__Data items__:

PR #15847, opened 2025-12-02
Fix typo in text search error path and variable bug in double casting

lomesh2312:
- Fix typo in lib/schema/operators/text.js: '' -> '' This ensures error messages correctly reference the  field

- Fix variable reference bug in lib/cast/double.js: use 'tempVal' instead of 'val' When casting objects with valueOf()/toString() methods, the extracted string value should be used instead of the original object

**Summary**

**Examples**


lomesh2312:
Closing to create a fresh PR with updated information.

__DIRECTIONS__: Gather up, from the records above, each line where the word "typo" appears.

__RESPONSE TO THE EXERCISE__:
Fix typo in text search error path and variable bug in double casting
- Fix typo in lib/schema/operators/text.js: '' -> '' This ensures error messages correctly reference the  field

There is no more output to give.